_YOUR ASSIGNMENT_
The word "after" may appear in some lines of the data; copy every such line.

_Saved data entries_
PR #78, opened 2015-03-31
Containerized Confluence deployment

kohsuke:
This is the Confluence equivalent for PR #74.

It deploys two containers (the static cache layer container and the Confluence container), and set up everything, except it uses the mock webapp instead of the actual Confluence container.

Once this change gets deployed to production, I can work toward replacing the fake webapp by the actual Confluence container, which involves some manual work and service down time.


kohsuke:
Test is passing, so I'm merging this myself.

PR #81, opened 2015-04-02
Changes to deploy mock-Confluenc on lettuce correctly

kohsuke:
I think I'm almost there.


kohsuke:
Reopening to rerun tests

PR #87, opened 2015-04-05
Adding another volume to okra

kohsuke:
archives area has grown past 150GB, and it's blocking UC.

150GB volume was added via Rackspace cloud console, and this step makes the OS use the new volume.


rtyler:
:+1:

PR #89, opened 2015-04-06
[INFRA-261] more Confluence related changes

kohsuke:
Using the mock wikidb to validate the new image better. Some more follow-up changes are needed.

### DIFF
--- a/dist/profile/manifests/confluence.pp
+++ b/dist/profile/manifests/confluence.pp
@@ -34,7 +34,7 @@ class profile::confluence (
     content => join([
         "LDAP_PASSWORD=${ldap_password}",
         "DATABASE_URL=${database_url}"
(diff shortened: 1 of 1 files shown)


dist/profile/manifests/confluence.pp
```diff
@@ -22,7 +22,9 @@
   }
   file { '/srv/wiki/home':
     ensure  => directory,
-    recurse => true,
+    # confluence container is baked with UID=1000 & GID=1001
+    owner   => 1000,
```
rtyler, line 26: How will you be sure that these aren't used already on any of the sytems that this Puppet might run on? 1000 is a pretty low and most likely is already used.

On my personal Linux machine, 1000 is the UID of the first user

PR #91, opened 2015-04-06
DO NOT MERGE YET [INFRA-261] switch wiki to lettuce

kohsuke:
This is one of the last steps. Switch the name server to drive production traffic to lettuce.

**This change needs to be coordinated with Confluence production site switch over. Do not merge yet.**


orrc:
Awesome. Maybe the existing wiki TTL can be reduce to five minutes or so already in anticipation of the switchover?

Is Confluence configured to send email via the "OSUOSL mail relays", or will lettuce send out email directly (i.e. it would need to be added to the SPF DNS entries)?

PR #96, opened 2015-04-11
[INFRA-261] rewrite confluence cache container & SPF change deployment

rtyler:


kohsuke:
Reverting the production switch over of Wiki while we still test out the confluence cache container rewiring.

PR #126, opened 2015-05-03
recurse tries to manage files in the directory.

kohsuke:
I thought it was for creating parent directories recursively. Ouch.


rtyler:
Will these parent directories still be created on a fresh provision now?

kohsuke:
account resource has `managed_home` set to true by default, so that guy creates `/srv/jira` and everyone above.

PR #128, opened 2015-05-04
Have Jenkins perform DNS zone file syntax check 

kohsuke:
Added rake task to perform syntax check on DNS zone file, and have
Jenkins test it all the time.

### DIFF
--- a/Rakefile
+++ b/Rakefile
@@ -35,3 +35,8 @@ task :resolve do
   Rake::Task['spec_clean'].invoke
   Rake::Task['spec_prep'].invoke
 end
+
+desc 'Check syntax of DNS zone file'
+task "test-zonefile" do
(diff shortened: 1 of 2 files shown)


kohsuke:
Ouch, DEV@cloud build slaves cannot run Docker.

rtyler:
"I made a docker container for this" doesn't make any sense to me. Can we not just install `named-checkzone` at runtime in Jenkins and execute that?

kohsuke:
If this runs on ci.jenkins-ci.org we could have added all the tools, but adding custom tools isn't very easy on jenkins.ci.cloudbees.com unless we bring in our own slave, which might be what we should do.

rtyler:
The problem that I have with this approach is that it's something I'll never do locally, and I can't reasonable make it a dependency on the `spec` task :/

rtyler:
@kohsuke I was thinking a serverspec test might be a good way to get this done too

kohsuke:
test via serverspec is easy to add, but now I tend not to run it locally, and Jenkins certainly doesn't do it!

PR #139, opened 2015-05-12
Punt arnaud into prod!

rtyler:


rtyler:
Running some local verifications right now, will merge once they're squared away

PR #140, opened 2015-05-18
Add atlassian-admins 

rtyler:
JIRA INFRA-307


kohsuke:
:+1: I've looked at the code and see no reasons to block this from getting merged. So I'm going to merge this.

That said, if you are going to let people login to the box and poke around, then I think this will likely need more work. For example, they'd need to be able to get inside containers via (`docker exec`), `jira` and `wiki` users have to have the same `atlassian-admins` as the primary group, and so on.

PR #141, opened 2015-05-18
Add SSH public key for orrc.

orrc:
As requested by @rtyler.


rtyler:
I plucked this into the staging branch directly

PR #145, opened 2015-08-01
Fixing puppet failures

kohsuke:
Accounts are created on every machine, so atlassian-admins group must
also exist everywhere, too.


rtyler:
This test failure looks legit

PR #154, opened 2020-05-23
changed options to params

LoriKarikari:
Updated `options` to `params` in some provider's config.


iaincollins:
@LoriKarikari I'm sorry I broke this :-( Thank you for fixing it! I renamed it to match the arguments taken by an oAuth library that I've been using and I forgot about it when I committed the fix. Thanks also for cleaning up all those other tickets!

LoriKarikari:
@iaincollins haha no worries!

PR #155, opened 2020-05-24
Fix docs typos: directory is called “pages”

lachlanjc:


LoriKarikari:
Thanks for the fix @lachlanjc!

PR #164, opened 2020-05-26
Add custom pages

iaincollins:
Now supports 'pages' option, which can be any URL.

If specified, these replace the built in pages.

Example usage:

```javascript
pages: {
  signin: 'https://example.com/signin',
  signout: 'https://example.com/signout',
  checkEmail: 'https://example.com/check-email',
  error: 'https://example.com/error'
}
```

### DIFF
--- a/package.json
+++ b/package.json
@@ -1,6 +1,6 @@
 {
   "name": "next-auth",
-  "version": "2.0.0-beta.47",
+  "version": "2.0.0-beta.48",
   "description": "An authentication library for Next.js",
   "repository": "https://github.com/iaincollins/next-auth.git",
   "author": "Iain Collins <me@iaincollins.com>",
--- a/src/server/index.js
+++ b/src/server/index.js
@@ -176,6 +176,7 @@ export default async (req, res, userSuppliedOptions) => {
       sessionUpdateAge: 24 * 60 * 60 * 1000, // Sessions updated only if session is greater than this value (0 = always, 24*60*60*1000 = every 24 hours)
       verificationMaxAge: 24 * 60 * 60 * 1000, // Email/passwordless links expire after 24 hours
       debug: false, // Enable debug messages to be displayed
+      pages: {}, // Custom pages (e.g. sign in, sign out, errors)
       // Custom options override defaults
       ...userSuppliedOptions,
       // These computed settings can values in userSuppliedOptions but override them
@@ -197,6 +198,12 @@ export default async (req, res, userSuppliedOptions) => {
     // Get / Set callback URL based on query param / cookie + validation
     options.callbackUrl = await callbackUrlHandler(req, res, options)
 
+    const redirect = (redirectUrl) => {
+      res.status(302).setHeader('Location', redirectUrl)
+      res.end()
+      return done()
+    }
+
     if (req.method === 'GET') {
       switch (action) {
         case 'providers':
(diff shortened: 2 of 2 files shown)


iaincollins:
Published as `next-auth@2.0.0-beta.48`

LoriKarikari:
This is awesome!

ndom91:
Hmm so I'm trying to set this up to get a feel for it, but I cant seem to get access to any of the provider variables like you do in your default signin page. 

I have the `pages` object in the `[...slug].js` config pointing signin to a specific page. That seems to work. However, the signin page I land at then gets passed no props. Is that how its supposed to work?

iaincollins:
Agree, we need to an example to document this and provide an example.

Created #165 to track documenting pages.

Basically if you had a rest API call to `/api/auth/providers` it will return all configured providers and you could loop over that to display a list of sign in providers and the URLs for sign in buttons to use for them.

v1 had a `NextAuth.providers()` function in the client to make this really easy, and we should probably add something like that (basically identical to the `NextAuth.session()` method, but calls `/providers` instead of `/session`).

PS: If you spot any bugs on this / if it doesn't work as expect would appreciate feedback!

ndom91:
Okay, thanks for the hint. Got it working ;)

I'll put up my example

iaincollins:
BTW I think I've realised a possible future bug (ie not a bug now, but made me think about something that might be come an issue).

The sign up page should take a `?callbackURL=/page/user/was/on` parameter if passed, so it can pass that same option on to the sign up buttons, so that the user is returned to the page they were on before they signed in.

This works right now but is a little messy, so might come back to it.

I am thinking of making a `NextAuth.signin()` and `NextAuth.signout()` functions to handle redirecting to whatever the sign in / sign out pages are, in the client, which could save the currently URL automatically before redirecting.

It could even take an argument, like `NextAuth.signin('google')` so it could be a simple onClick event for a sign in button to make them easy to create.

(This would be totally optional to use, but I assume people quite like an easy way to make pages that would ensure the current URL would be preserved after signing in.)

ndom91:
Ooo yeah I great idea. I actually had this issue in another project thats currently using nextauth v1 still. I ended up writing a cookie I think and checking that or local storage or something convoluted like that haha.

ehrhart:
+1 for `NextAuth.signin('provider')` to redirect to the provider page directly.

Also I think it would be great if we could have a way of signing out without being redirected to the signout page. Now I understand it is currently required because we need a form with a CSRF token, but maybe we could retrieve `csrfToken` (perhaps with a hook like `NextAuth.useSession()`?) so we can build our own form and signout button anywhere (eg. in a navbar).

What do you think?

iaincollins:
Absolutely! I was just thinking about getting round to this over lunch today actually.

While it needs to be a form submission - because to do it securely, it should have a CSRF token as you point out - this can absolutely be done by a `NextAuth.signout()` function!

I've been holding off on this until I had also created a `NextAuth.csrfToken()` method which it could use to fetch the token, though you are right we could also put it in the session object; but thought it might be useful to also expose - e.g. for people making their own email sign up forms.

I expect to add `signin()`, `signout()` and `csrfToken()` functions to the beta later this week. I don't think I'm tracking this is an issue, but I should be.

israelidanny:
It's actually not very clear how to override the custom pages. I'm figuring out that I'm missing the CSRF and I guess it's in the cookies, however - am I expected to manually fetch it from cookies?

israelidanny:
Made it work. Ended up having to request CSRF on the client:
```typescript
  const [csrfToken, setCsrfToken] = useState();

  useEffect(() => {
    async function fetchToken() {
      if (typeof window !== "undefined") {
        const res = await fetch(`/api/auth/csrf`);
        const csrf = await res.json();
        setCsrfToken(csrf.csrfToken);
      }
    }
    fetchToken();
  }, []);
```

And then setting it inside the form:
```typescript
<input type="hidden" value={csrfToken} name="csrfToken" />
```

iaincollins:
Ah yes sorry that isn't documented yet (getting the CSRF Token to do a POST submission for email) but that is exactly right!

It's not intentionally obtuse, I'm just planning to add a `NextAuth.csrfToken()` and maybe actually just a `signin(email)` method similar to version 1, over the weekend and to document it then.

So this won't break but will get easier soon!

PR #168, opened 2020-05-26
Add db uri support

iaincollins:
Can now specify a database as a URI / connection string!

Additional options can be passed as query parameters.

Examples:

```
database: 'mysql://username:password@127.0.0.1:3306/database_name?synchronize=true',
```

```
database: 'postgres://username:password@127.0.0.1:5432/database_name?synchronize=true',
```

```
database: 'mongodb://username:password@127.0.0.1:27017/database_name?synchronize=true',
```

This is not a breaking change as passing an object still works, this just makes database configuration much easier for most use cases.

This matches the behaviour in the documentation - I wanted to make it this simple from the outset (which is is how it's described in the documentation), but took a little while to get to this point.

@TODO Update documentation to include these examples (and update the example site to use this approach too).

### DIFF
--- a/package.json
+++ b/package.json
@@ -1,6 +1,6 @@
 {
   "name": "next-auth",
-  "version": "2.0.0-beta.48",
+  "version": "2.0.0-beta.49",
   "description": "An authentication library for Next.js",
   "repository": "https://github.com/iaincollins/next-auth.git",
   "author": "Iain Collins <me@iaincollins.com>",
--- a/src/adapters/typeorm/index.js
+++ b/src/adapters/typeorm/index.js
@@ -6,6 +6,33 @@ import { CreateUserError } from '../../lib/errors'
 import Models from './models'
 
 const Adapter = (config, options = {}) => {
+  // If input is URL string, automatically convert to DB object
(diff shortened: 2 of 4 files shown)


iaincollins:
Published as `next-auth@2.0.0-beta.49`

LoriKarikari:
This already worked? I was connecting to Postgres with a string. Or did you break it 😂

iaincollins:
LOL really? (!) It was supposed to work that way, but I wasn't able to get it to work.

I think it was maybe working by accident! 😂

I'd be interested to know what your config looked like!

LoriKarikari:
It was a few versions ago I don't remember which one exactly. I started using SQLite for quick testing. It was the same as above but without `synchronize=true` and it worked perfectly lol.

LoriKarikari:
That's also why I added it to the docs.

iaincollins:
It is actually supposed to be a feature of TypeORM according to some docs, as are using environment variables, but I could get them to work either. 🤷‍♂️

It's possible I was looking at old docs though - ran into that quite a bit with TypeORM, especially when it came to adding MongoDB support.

_TASK OUTPUT_
       verificationMaxAge: 24 * 60 * 60 * 1000, // Email/passwordless links expire after 24 hours
(This would be totally optional to use, but I assume people quite like an easy way to make pages that would ensure the current URL would be preserved after signing in.)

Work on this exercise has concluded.